◆ WHAT IS REQUIRED
Gather the lines below that include the string "team", copying each in full.

[Entries taken from a collection]
^^^^
PR #2488, opened 2023-02-10
Implement Local Filter processing for ChannelListController

ipavlidakis:
### 🔗 Issue Links

Resolves https://github.com/GetStream/ios-issues-tracking/issues/261

### 🎯 Goal

Allow local filter processing in order to reduce the need for a local filter block in ChannelListController.

### 🛠 Implementation

This PR implements the following:
- Implement `keyPathValueProvider` for FilterKeys
- Update the ChannelList related filterKeys, that can be filtered locally, to provide a valid `keyPathValueProvider`
- Translation of API filters to DB filters (NSPredicates)
- ChannelDTO fetchRequest creation was updated to include the filter's predicate - if not nil
- Update tests

The logic is being described below:
FilterKeys that are compatible with local filter should provide a `keyPathValueProvider`. `KeyPathValueProvider` are closures that provide the keypath for the requested value or return nil if the value cannot be mapped.

The fetchRequest that the ChannelDTO, will include the filter's predicate if it's not nil. The fetchRequest can then be used to query the DB/

### 🧪 Manual Testing Notes
**- Create a new Channel**
1. Open 2 Simulators and login with different users
2. Create a new group with the 2 users + any other user you may need to add in order to ensure that a new group will be created
3. Send a message
4. The new channel should appear at the top of the list in both simulators

**- Update an existing Channel**
1. Open 2 Simulators and login with different users
2. Open an old existing channel with both our users
3. Send a message
5. The new channel should appear at the top of the list in both simulators

**- Public API Changes**
- `StreamRuntimeCheck.isChannelLocalFilteringEnabled: Bool` (default: `true`): When the flag is `true` the ChannelDTO will use the filter's predicate to create the fetchRequest.

**- Docusaurus Update Preview**

Screenshot 2023-02-16 at 4 45 58 PM

### ☑️ Contributor Checklist

### 🎁 Meme

meme


Sources/StreamChat/Query/ChannelListQuery.swift
```diff
@@ -42,9 +42,12 @@ extension Filter where Scope: AnyChannelListFilterScope {
 }
 
 // We don't want to expose `members` publicly because it can't be used with any other operator
-// then `$in`. We expose it publicly via the `containMembers` filter helper.
+// than `$in`. We expose it publicly via the `containMembers` filter helper.
+// TODO: should it be using the ChannelPayload.members or ChannelPayload.channel.members
 extension FilterKey where Scope: AnyChannelListFilterScope {
-    static var members: FilterKey<Scope, UserId> { "members" }
+    static var members: FilterKey<Scope, UserId> { .init(rawValue: "members") {
+        ($0 as? ChannelPayload)?.members.map(\.userId)
```
ipavlidakis, line 49: Is this the right keypath for the members or shall we instead get from the `($0 as? ChannelPayload)?.channel.members.map(\.userId)`?

Sources/StreamChat/Query/ChannelListQuery.swift
```diff
@@ -58,80 +61,127 @@ public enum InviteFilterValue: String, FilterValue {
...
+    static var deletedAt: FilterKey<Scope, Date> { .init(rawValue: "deleted_at") {
+        ($0 as? ChannelPayload)?.channel.deletedAt
+    }}
 
     /// A filter key for querying hidden channels.
     /// Supported operators: `equal`
-    static var hidden: FilterKey<Scope, Bool> { "hidden" }
+    // TODO: should it be using the ChannelPayload.isHidden or ChannelPayload.channel.isHidden
+    static var hidden: FilterKey<Scope, Bool> { .init(rawValue: "hidden") {
+        ($0 as? ChannelPayload)?.isHidden
```
ipavlidakis, line 130: Is this the right keypath for the members or shall we instead get from the `($0 as? ChannelPayload)?.channel.isHidden`?

Sources/StreamChat/Query/ChannelListQuery.swift
```diff
@@ -58,80 +61,127 @@ public enum InviteFilterValue: String, FilterValue {
...
-    static var team: FilterKey<Scope, TeamId?> { "team" }
+    static var team: FilterKey<Scope, TeamId?> { .init(rawValue: "team") {
+        ($0 as? ChannelPayload)?.channel.team
+    }}
 
     /// Filter for checking whether current user is joined the channel or not (through invite or directly)
     /// Supported operators: `equal`
-    static var joined: FilterKey<Scope, Bool> { "joined" }
+    static var joined: FilterKey<Scope, Bool> { .init(rawValue: "joined") {
+        ($0 as? ChannelPayload)?.membership?.role == .owner
```
ipavlidakis, line 155: Is this the right way to check if the current user has joined the channel

Sources/StreamChat/Query/ChannelListQuery.swift
```diff
@@ -58,80 +61,127 @@ public enum InviteFilterValue: String, FilterValue {
...
+            || ($0 as? ChannelPayload)?.membership?.inviteAcceptedAt != nil
+    }}
 
     /// Filter for checking whether current user has muted the channel
     /// Supported operators: `equal`
+    ///
+    // TODO: How can we filter that locally?
     static var muted: FilterKey<Scope, Bool> { "muted" }
```
ipavlidakis, line 163: What is the best way to get this one?

Sources/StreamChat/Query/ChannelListQuery.swift
```diff
@@ -58,80 +61,127 @@ public enum InviteFilterValue: String, FilterValue {
...
 
     /// Filter for checking the status of the invite
     /// Supported operators: `equal`
+    ///
+    // TODO: How can we filter that locally?
     static var invite: FilterKey<Scope, InviteFilterValue> { "invite" }
```
ipavlidakis, line 169: What is the best way to get this one?

Sources/StreamChat/Query/ChannelListQuery.swift
```diff
@@ -58,80 +61,127 @@ public enum InviteFilterValue: String, FilterValue {
...
+    // TODO: should it be using the ChannelPayload.members or ChannelPayload.channel.members
+    static var memberName: FilterKey<Scope, String> { .init(rawValue: "member.user.name") {
+        ($0 as? ChannelPayload).map { $0.members.compactMap { $0.user?.name } }
+    }}
 
     /// Filter for the time of the last message in the channel. If the channel has no messages, then the time the channel was created.
     /// Supported operators: `equal`, `greaterThan`, `lessThan`, `greaterOrEqual`, `lessOrEqual`, `notEqual`
-    static var lastUpdatedAt: FilterKey<Scope, Date> { "last_updated" }
+    static var lastUpdatedAt: FilterKey<Scope, Date> { .init(rawValue: "last_updated") {
+        ($0 as? ChannelPayload)?.channel.lastMessageAt
```
ipavlidakis, line 183: Is this the right way to get lastUpdated as it's not available?

Sources/StreamChat/Database/DTOs/ChannelDTO.swift
```diff
@@ -351,10 +351,14 @@ extension ChannelDTO {
         // We can't pass bools directly to NSPredicate so we have to use integers
         let isHidden = NSPredicate(format: "isHidden == %i", query.filter.hiddenFilterValue == true ? 1 : 0)
 
-        let subpredicates = [
+        var subpredicates: [NSPredicate] = [
             matchingQuery, notDeleted, isHidden
         ]
 
+        if let filterPredicate = query.filter.predicate {
```
ipavlidakis, line 358: What's the best way to allow that be configured and in case it's causing issues, customers can disable it?

Tests/StreamChatTests/Controllers/ChannelListController/ChannelListController_Tests.swift
```diff
@@ -1095,6 +1092,268 @@ final class ChannelListController_Tests: XCTestCase {
...
+
+        try assertFilterPredicate(
+            .notIn(.members, values: [memberId1, memberId2]),
+            channelsInDB: [
+                .dummy(channel: .dummy(cid: cid1, members: [.dummy(), .dummy()])),
+                .dummy(channel: .dummy(cid: cid2, members: [.dummy()])),
+                .dummy(channel: .dummy(members: [.dummy(user: .dummy(userId: memberId1)), .dummy(user: .dummy(userId: memberId2))]))
+            ],
+            expectedResult: [cid1, cid2]
+        )
```
polqf, line 1263: is this working? Would be nice to member1 to cid1 and member2 to cid2

Sources/StreamChat/Query/Filter+ChatChannel.swift
```diff
@@ -13,3 +13,194 @@ extension ChatChannel {
...
+        case .in where value is [FilterValue]:
+            guard
+                let filterArray = (value as? [FilterValue])
+            else {
+                return nil
+            }
+            return NSCompoundPredicate(
+                andPredicateWithSubpredicates: filterArray.map { subValue in
+                    NSPredicate(
+                        format: "%@ IN %K",
```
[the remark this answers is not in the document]
polqf: Oh wait, was the issue in my implementation that we were using %@ instead of %K? 🤦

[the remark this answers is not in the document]
ipavlidakis: Exactly ;) %K does the trick

Sources/StreamChat/Query/Filter+ChatChannel.swift
```diff
@@ -13,3 +13,194 @@ extension ChatChannel {
...
+                return nil
+            }
+            return NSCompoundPredicate(
+                andPredicateWithSubpredicates: filterArray.map { subValue in
+                    NSPredicate(
+                        format: "NOT(%@ IN %K)",
+                        argumentArray: [subValue, keyPathValueProvider()]
+                    )
+                }
+            )
```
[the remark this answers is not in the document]
ipavlidakis: Yeap :)

Tests/StreamChatTests/Controllers/ChannelListController/ChannelListController_Tests.swift
```diff
@@ -1095,6 +1092,268 @@ final class ChannelListController_Tests: XCTestCase {
         XCTAssert(client.activeChannelListControllers.count == 1)
         XCTAssert(client.activeChannelListControllers.allObjects.first === controller)
     }
+
+    // MARK: Predicates
+
+    private func assertFilterPredicate(
```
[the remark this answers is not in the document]
ipavlidakis: Because before, we didn't have any local filtering, so we were accepting whatever the server was sending us (in this case the mocked data). 
Now, that the local filtering is in place for the data to actually be retrieved they need to match the filter.

In those cases here, the used filter is checking that the user is a member of those channels. So, my changes are making sure that every channel that is being tested, has the required user as a member

Tests/StreamChatTests/Controllers/ChannelListController/ChannelListController_Tests.swift
```diff
@@ -1095,6 +1092,268 @@ final class ChannelListController_Tests: XCTestCase {
...
+        _ = try waitFor { [unowned client] in
+            client?.databaseContainer.write({ [query] session in
+                try channelsInDB().forEach { payload in
+                    try session.saveChannel(payload: payload, query: query, cache: nil)
+                }
+            }, completion: $0)
+        }
+
+        // Assert the resulting value is updated
+        AssertAsync.willBeEqual(
```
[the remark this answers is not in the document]
ipavlidakis: I just used it because this is what the rest of the tests are using. What would be the recommended way?

Tests/StreamChatTests/Controllers/ChannelListController/ChannelListController_Tests.swift
ipavlidakis: Yeap this is working as expected

Tests/StreamChatTests/Controllers/ChannelListController/ChannelListController_Tests.swift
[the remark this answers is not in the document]
ipavlidakis: This is usually my approach, but on this specific file I noticed that `private` functions have been recently added close to their test cases and that's why i have this one here

Sources/StreamChat/Query/Filter+ChatChannel.swift
```diff
@@ -13,3 +13,194 @@ extension ChatChannel {
...
+    }
+
+    private func logicalPredicate(
+        _ operator: FilterOperator
+    ) -> NSPredicate? {
+        switch `operator` {
+        case .and where value is [Filter<Scope>]:
+            guard
+                let filters = value as? [Filter<Scope>]
+            else {
```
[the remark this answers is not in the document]
ipavlidakis: Good to know. Do we have a link where i can take a look on what the code-style is?

Tests/StreamChatTests/Controllers/ChannelListController/ChannelListController_Tests.swift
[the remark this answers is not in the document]
polqf: Yeah, it is still pretty spread out around the codebase. We usually go for expectations for new code

Sources/StreamChat/Query/Filter+ChatChannel.swift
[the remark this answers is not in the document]
ipavlidakis: > This might not work as %K is usually not a top-level property

I'm not sure what you mean by this. `%K` represents keypaths and doesn't seem to have any limitations on what level this keypath is

Tests/StreamChatTests/Controllers/ChannelListController/ChannelListController_Tests.swift
polqf: I think having member1 in cid1 and member2 in cid2 can be a good test so we make sure it not treated as an "OR", but nothing else aside from that

Tests/StreamChatTests/Controllers/ChannelListController/ChannelListController_Tests.swift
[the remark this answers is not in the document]
ipavlidakis: Aaah great. Let me try updating them

Sources/StreamChat/Query/Filter+ChatChannel.swift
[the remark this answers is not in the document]
polqf: I might have spent hours trying other things, and that was it. Great 😂

Sources/StreamChat/Query/Filter+ChatChannel.swift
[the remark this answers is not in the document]
polqf: We don't, at the moment, but it is something we've discussed we should do.

Sources/StreamChat/Query/Filter+ChatChannel.swift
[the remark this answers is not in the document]
ipavlidakis: It was literally after had spent hours on documentation and trials and couldn't figure out why it doesn't work, that i read this one 
> If you want to specify a dynamic property name, use %K in the format string, as shown in the following example.
[Apple Docs](https://developer.apple.com/library/archive/documentation/Cocoa/Conceptual/Predicates/Articles/pSyntax.html)

Sources/StreamChat/Config/StreamRuntimeCheck.swift
```diff
@@ -14,4 +14,9 @@ public enum StreamRuntimeCheck {
     ///
     ///  Enables background mapping of DB models
     public static var _isBackgroundMappingEnabled = false
+
+    /// Enable/Disable local filtering for Channel lists. When enabled,
+    /// the `ChannelDTO` will include the filter's predicate (if available)
+    /// in the fetchRequest.
+    public static var isChannelLocalFilteringEnabled = true
```
nuno-vieira, line 21: I'm not sure this one is a candidate for `StreamRuntimeCheck` 🤔 We already have a `ChatClientConfig` which IMO it is a better candidate for this. CC @polqf @martinmitrevski

Sources/StreamChat/Database/DTOs/ChannelDTO.swift
```diff
@@ -351,10 +351,14 @@ extension ChannelDTO {
         // We can't pass bools directly to NSPredicate so we have to use integers
         let isHidden = NSPredicate(format: "isHidden == %i", query.filter.hiddenFilterValue == true ? 1 : 0)
 
-        let subpredicates = [
+        var subpredicates: [NSPredicate] = [
             matchingQuery, notDeleted, isHidden
         ]
 
+        if StreamRuntimeCheck.isChannelLocalFilteringEnabled, let filterPredicate = query.filter.predicate {
```
nuno-vieira, line 358: If we use the `ChatClientConfig`, we can pass this in the `channelListFetchRequest()` method. There's no reason for this to be static. CC @polqf @martinmitrevski 

We currently have config flags spread in multiple places: `Components`, `ChatClientConfig` and `StreamRuntimeCheck`. The `Components` should be used for UI (Although it deserves a different struct as well, right now it handles too much), and the `ChatClientConfig` should be used for LLC configs. The `StreamRuntimeCheck` should be unnecessary, I actually thought this was a private API 🤔

Sources/StreamChat/Query/ChannelListQuery.swift
```diff
@@ -58,67 +58,67 @@ public enum InviteFilterValue: String, FilterValue {
...
-    static var id: FilterKey<Scope, String> { "id" }
+    static var id: FilterKey<Scope, String> { .init(rawValue: "id", keyPathValueProvider: { "cid" }) }
 
     /// A filter key for matching the `name` value.
-    static var name: FilterKey<Scope, String> { "name" }
+    static var name: FilterKey<Scope, String> { .init(rawValue: "name", keyPathValueProvider: { "name" }) }
 
     /// A filter key for matching the `image` value.
-    static var imageURL: FilterKey<Scope, URL> { "image" }
+    static var imageURL: FilterKey<Scope, URL> { .init(rawValue: "image", keyPathValueProvider: { "imageURL" }) }
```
^^^^
◆ RESULT
-    static var team: FilterKey<Scope, TeamId?> { "team" }
+    static var team: FilterKey<Scope, TeamId?> { .init(rawValue: "team") {
+        ($0 as? ChannelPayload)?.channel.team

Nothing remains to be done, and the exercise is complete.